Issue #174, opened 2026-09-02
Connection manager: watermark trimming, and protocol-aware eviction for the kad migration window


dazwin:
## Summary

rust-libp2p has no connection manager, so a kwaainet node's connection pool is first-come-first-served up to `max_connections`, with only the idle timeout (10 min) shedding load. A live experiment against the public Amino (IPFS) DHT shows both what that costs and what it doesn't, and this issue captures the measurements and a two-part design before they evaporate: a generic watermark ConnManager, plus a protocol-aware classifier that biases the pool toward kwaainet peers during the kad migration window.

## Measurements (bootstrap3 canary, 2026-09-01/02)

========================

List every line in the records above that contains the word "protocol".

Written solution
Connection manager: watermark trimming, and protocol-aware eviction for the kad migration window
rust-libp2p has no connection manager, so a kwaainet node's connection pool is first-come-first-served up to `max_connections`, with only the idle timeout (10 min) shedding load. A live experiment against the public Amino (IPFS) DHT shows both what that costs and what it doesn't, and this issue captures the measurements and a two-part design before they evaporate: a generic watermark ConnManager, plus a protocol-aware classifier that biases the pool toward kwaainet peers during the kad migration window.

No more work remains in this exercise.